Corporate Governance
Principles and Codes
They are various
guidelines and legal requirements for corporate governance in each
country in the world,for example the principles of corporate
governance set by the organization for economic cooperation and
development includes the following:
- Promotion of transparency and efficiency in the market to be in harmony with the rule of law.
- Guarantee and protect the rights of the shareholders
- Ensure equity in the treatment of shareholders
- Recognition of the rights of shareholders as provided by the law.
- Timely and accurate disclosure of information on all matters relating to the company.
- The strategic guidance of the company and the effective monitoring of management by the board of directors as well as board's accountability to the company and its shareholders.
AGENCY THEORY VS
STEWARDSHIP THEORY
what brings about this
is the question "Do directors put themselves or the firm first?.
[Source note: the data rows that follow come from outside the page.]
PR #286, opened 2023-11-08
XRENDERING-736: Macros info, success, warning and error are only distinguished by colors

Sereza7:
## Jira
https://jira.xwiki.org/browse/XRENDERING-736
## PR Changes
* Added the appropriate changes to the block structure of the message macro
## Note
When testing on a default XWiki distribution, those icons use the Silk icon theme despite the selected color theme being Font awesome 4.
## Tests
Passed successfully `mvn clean install -f xwiki-rendering/xwiki-rendering-macros/xwiki-rendering-macro-message/`.

21452-afterPR
Here, we can see that the icons are properly added on a sandbox page with message boxes of the four types.
However, additional style must be provided for them to look better, which will be done in a pull request for `xwiki-platform`.

EDIT: Updated Jira URL

Also see https://github.com/xwiki/xwiki-platform/pull/2590 on `xwiki-platform`


tmortagne:
Would be great to see a screenshot of how it looks like when there is a title.

xwiki-rendering-macros/xwiki-rendering-macro-message/src/main/java/org/xwiki/rendering/internal/macro/message/AbstractMessageMacro.java
```diff
@@ -73,4 +79,29 @@ public void prepare(MacroBlock macroBlock) throws MacroPreparationException
...
+    public List<Block> execute(BoxMacroParameters parameters, String content, MacroTransformationContext context) 
+        throws MacroExecutionException 
+    {
+        List<Block> boxFundation = super.execute(parameters, content, context);
+        if (boxFundation.size() == 0 || this.iconName == null) {
+            return boxFundation;
+        } else {
+            // Enhance the default box with an icon in the top left.
+            Block defaultBox = boxFundation.get(0);
+            Block iconBlock = new ImageBlock(this.getIconReference(), true);
```
tmortagne, line 99: An actual image inserted in the content does not feel like the cleanest. I would have expected the exact icon to be a CSS (so on platform side) decision based on the class (so, like the color).

Sereza7: We want the icon to be accessible from a screen reader, so unfortunately we can't just add it in the `:before` pseudo-element of the message box.

I thought the best practice would be to add an image in it, but I think I could also just add an empty `Format Block` just like for the title, and somehow fill it with CSS.

However AFAIK, the various iconthemes also have various ways to represent icons in HTML, some use images, some use fonts, ... so I'm not sure CSS only would solve this completely.

Sereza7:
> Would be great to see a screenshot of how it looks like when there is a title.

21452-afterPR2

The title is not rendered when inline. The style displayed here is not final, I plan on making adjustements in some CSS files on xwiki-platform.

Sereza7:
Setting this PR as a draft to add a block around the title, so that it's easier to style.

xwiki-rendering-macros/xwiki-rendering-macro-message/src/main/java/org/xwiki/rendering/internal/macro/message/AbstractMessageMacro.java
michitux: We have unfortunately no way to insert icons by CSS unless I missed something. Regarding the screen reader aspect, that's easy to solve I think by adding a `sr-only` text. But then again, I'm not really sure that this is something we should do in rendering as `sr-only` is not a standard but comes from Bootstrap iirc. Imho it would be cleanest to override these macros in `xwiki-platform` to add proper icon HTML from the icon theme.

Sereza7:
Updated this PR to add a container for the box title: this is a span, with the class 'box-title'.

Here is a display of what this looks like in a XWiki HTML structure:
21452-boxTitleUpdateRendering

xwiki-rendering-macros/xwiki-rendering-macro-box/src/test/resources/macrobox8.test
```diff
@@ -10,9 +10,9 @@
 beginDocument
 beginMacroMarkerStandalone [custombox] [] [something]
 beginGroup [[class]=[box]]
-beginMetaData [[non-generated-content]=[java.util.List<org.xwiki.rendering.block.Block>][parameter-name]=[title]]
```
surli, line 13: Does it mean that the title is not inplace editable anymore? AFAIR those metadata blocks were there on purpose to allow direct edition.

Sereza7: Indeed, without this block, it's not possible to select the title for direct inplace editing. We can only change it through the message box properties.

Sereza7: :+1: Addressed in https://github.com/xwiki/xwiki-rendering/pull/286/commits/dcd57c288fa3f4f0c25f733fd614bde88ee0e82a

surli (approved):

xwiki-rendering-macros/xwiki-rendering-macro-box/src/main/java/org/xwiki/rendering/macro/box/AbstractBoxMacro.java
```diff
@@ -284,12 +287,14 @@ public Block build() throws MacroExecutionException
...
                     // Don't execute transformations explicitly. They'll be executed on the generated content later on.
-                    List<? extends Block> titleBlock = AbstractBoxMacro.this.contentParser.parse(
+                    List<Block> titleContentBlock = AbstractBoxMacro.this.contentParser.parse(
                         titleParameter, context, false, true).getChildren();
-
-                    // put the right metadata around it
-                    ret.addChildren(Collections.singletonList(new MetaDataBlock(titleBlock,
-                        AbstractBoxMacro.this.getNonGeneratedContentMetaData("title"))));
+                    // Put metadata around it so that it's inplace editable
+                    List<Block> titleMetadata = Collections.singletonList(new MetaDataBlock(titleContentBlock,
```
manuelleduc, line 293: Small improvement, slightly shorter and based on java APIs:
```suggestion
                    List<Block> titleMetadata = List.of(new MetaDataBlock(titleContentBlock,
```

Sereza7: :+1: Thanks! 
This function did look odd, but I just reused what was already working to avoid breaking something unexpectedly :)

xwiki-rendering-macros/xwiki-rendering-macro-box/src/test/resources/macrobox8.test
michitux: Shouldn't the title be a block element like `<div>`? I remember that we had a problem that inline elements weren't editable in CKEditor.

Sereza7: AFAICS this works properly with [the changes proposed on xwiki-platform](https://github.com/xwiki/xwiki-platform/pull/2590):

[Demo video](https://up1.xwikisas.com/#tAgXpwwH8OU17qh3nkjTTQ)

Sereza7:
The last changes add a new API to provide icons for rendering. Previously it only supported images. Now this can be extended. This has the aadvantage of allowing support of icon themes that are not based on images, like Font Awesome :)

__
I took this opportunity to update the transformation feature, and not just the AbstractMessage, as they are both very similar.

Here is what a page rendered in XWiki 16.0-SNAPSHOT looks like with the iconTheme being Font awesome:
21452-replacingIcons-FA

Sereza7:
Added some wrapping around the title + content of the block when necessary
Most of the changes are on https://github.com/xwiki/xwiki-platform/pull/2590
21452-updatedStyle-FA

xwiki-rendering-macros/xwiki-rendering-macro-message/src/main/java/org/xwiki/rendering/internal/macro/message/AbstractMessageMacro.java
```diff
@@ -19,18 +19,22 @@
...
 import org.xwiki.rendering.macro.MacroPreparationException;
 import org.xwiki.rendering.macro.box.AbstractBoxMacro;
 import org.xwiki.rendering.macro.box.BoxMacroParameters;
 import org.xwiki.rendering.macro.descriptor.DefaultContentDescriptor;
 import org.xwiki.rendering.transformation.MacroTransformationContext;
+import org.xwiki.rendering.transformation.icon.IconProvider;
+
+import javax.inject.Inject;
+import java.util.Collections;
+import java.util.List;
```
michitux, line 37: Wrong import order (see also below).

michitux (changes requested):
Thank you for updating this! I like the new approach with the icon provider. Just some details that need to be fixed. Also, please also open a rendering issue for this, or we should move the issue to rendering. It is fine to have a commit with a XRENDERING-Jira-issue in platform but not the other way around from my understanding.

Lets now briefly analyse each theory.
AGENCY THEORY: Agency
theory is concerned with analyzing and resolving two problems that
occur in relationship between principals and their agents,which in
this case principals refer to owners / shareholders and agents refers
to top management.
1) The agency problem
arises when the desires or objectives of the owners and the agents
conflict,ie the agents are looking to pursue their own interests at
the expense of the principal or in this case shareholders.
2) Risk sharing problem
that arises when the owners and agents have different attitudes
towards risk.Executives may not select risky strategies because of
the fear of loosing their jobs If they fail.
There is an increase of
likelihood of occurrence of these problems if there a large number of
dispersed shareholders,ie there is no concentration of a large
percentage of shares with a single shareholder. Also there are risks
of occurrence when the directors are too familiar with management and
the concentration of directors is in inside directors.
To combat these
problems,agency theory suggests that top management have a
significant degree of a ownership in the firm and have a strong
financial stake in its long term performance. In support of this
argument,research indicates a positive relationship between corporate
performance and the amount of stock owned by directors.
STEWARDSHIP THEORY:
stewardship theory believes that management can be motivated to act
in the best interest of the corporation rather than their own self
interest,through avenues such as achievement and self actualization.
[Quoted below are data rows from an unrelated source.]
PR #289, opened 2023-12-12
XRENDERING-667: New lines added when parsing and re-rendering groups in xwiki/2.1

michitux:
* Don't print a new line when closing a group and we're already on a newline.
* Add a test.

Jira issue: https://jira.xwiki.org/browse/XRENDERING-667


tmortagne (approved):

michitux:
This should not be merged as while it fixes the original bug, it introduces another bug which is the removal of a newline at the end of syntax like the following when parsing and rendering it again:

```
(((



Test



)))
```

We're already losing a newline there at the start of the syntax, but with this "fix" we would also lose one at the end. It is not clear to me whose fault this is as we're already loosing newlines in other cases. It is possible that in this case, this paragraph is to blame, and it should print one more newline, see https://jira.xwiki.org/browse/XRENDERING-684 for similar issues with tables and lists.

michitux:
Hopefully better fix in #322.

PR #291, opened 2023-12-14
Update gradle enterprise

ribafish:
- Updated Revved up by Gradle Enterprise badge to say Revved up by Develocity (after GE -> Develocity rename)
- Updated build cache config to only push when authenticated


vmassol:
Thanks!

PR #159, opened 2023-03-21
Feat: open the content JSON on GitHub

katspaugh:
After editing a page, it will now open that page's content on GitHub, so that you can paste the new content.

I also had to run prettier on the components folder, so there are many unrelated changes, sorry.


DiogoSoaress (approved):
Nice and clean!

PR #162, opened 2023-03-23
fix: migrate Notion link

iamacook:
This updates the "Use our Hackathon Guide" link on the "Core" page to use our new Notion URL.

### DIFF
--- a/src/content/core.json
+++ b/src/content/core.json
@@ -207,7 +207,7 @@
     "buttons": [
       {
         "text": "Use our Hackathon Guide",
-        "href": "https://gnosis-safe.notion.site/Safe-d6c6ed61389041e28f5c7c925f653701",
+        "href": "https://safe-global.notion.site/Safe-d6c6ed61389041e28f5c7c925f653701",
         "variant": "button"
       },
       {


katspaugh (approved):

francovenica:
In which env I can see this? I tried https://safe-web-landing.staging.5afe.dev/core but is not there.

Also, in the comment you say that you have to change the "March for AA Hackaction" but you actually changed the "use our Hackaton guide" button, so which one is it?

iamacook:
> In which env I can see this? I tried https://safe-web-landing.staging.5afe.dev/core but is not there.

You will have to run the branch locally as this repo has no PR deployments.

> Also, in the comment you say that you have to change the "March for AA Hackaction" but you actually changed the "use our Hackaton guide" button, so which one is it?

Apologies, you are correct. It is the "Use our Hackathon Guide" link.

francovenica:
> You will have to run the branch locally as this repo has no PR deployments.

Is more trouble that is worth. For what I've seen is just a change in the link and nothing else. 
The link takes to an existing page and that's enough for me

PR #163, opened 2023-04-04
fix: Remove licenses page, update licenses link

usame-algan:
## What it solves

Part of https://github.com/safe-global/web-core/issues/1737

- Removes the licenses page, component, content
- Links to the new licenses page on app.safe.global


iamacook (approved):

francovenica:
So the ticket was kinda confusing, cuz the landing page in stg has different links.
It was explained to me that the old page is gone (in the case of staging is this one https://safe-web-landing.staging.5afe.dev/licenses) and the link will redirect to  https://app.safe.global/licenses

Is all good. Once this is deployed I'll check in the landing page in prod to make sure the links points to the correct licence page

Stewardship theory argues that senior executives over time tend to
view corporations as an extension of themselves.
The relationship between
the board and top management now becomes that of principal and
steward and not principal and agent.
In contemporary
organizations,some of the commonly cited principles of corporate
governance include:
- Right and equitable treatment of shareholders
- Recognition of legal,ethical and other obligations of the corporation
- Maintaining and observing integrity and ethical behaviour by the corporate management and directors.
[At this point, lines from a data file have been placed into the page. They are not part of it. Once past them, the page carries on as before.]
Issue #171, opened 2023-04-20
Support the use of trailing slash


germartinez:
CLA scripts in all the Safe repositories point to `https://safe.global/cla/` (see https://github.com/safe-global/safe-homepage/blob/main/.github/workflows/cla.yml#L23 as an example).

https://safe.global/cla shows the right page, but https://safe.global/cla/ doesn't.
The same issue happens with all the other pages like `/core`, `/wallet`, etc.

Supporting the addition of a trailing slash would fix this issue.

katspaugh:
This can be probably fixed by adding a `pages/cla` folder with a symlink to `cla.tsx` inside.

katspaugh:
Fixed in #172.

tolbrino:
Still not working. `/cla` works but `/cla/` does not.

PR #172, opened 2023-04-20
Add Celo network

katspaugh:
Screenshot 2023-04-20 at 16 03 12


src/content/wallet.json
```diff
@@ -142,139 +142,76 @@
...
+          "src": "/images/chainsLogos/ArbitrumLogo.png",
+          "alt": "Arbitrum logo"
+        }
+      },
+      {
+        "name": "Celo",
+        "icon": {
+          "src": "/images/chainsLogos/CeloLogo.png",
+          "alt": "Celo logo"
+        }
```
usame-algan, line 213: Should we add the `"isNew": true` property here to display the "New" label?

usame-algan (approved):

src/pages/cla/index.tsx
usame-algan, line 1: Why do we need to put this page into a folder?

katspaugh: So that links like `/cla/` with a trailing slash work, see #171.

PR #181, opened 2023-04-24
feat: migrate careers to Ashby

### LINKED ISSUE #168: [Career page] Migrate Breezy to ATS
## What is the feature about

We are moving from Breezy to ATS and, as such, need update the Careers page (and header badge) to fetch listings from ATS.

The ATS setup will be ready by the end of April, to be migrated to by 2nd-4th May.

## The list of requirements

- Update [`useOpenPositions`](https://github.com/safe-global/safe-homepage/blob/main/src/hooks/useOpenPositions.ts) (and types) to fetch from ATS.
- Update any components that rely on the above accordingly.

## Links

- [Migration overview](https://www.notion.so/safe-global/ATS-migration-replace-API-fa9c469ffe1745c1894b3866e2b71bb8) (as well as contact person)

iamacook:
Resolves #168

Open positions are now loaded via Ashby.

The badge in the header and chip at the top of the "Careers" page render the count of open positions:

image

The open positions are listed correctly, linking the Ashby:

image

### DIFF
--- a/src/components/Careers/Positions/Positions.tsx
+++ b/src/components/Careers/Positions/Positions.tsx
@@ -10,15 +10,15 @@ import type { CardProps } from '@/components/Careers/Cards'
 
 import css from './styles.module.css'
 
-const parsePosition = ({ url, location, name }: Position): CardProps => {
+const parsePosition = ({ jobUrl, location, title }: Position): CardProps => {
   return {
-    title: name,
+    title,
     text: '',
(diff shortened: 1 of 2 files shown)


francovenica:
LGTM
I've cloned the repo, check the counter and the job positions. The request comes from ashby and it lists the same amount of open positions as the page (in this case 1)
Not much else to do since I cannot mess with the counter or add/remove open positions.
image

- Disclosure and transparency of the roles and responsibilities of the board and management to provide for shareholders some level of accountability and transparency.
- Financial,internal control and independence of auditors.
- Objective procedures for selecting board members
- Review of exexutive compensation
- Appropriate dividend policy
- Commitment to strategic success of the corporation.
IMPACT OF
SARBANES-OXLEY ACT
The U.S congress passed
the Sarbanes-oxley act in june 2002 as a result of the corporate
scandals uncovered since 2000. In implementing the sarbanes-oxley
act, the U.S Securities and Exchange commission (SEC) required in
2003 that a company disclose whether it has adopted a code of ethics
that applies to the CEO and to the company' principal financial
officer.The SEC also requires that the audit,nominating and
compensating committees be staffed entirely by outside directors.
The new york stock
exchanged has also backed this up by requiring companies to have a
nominating governance committee composed entirely of independent
outside directors. Also NASDAQ rules require that nominations for new
directors be made by either nominating a committee of independent
outsiders or by a majority of independent outside directors.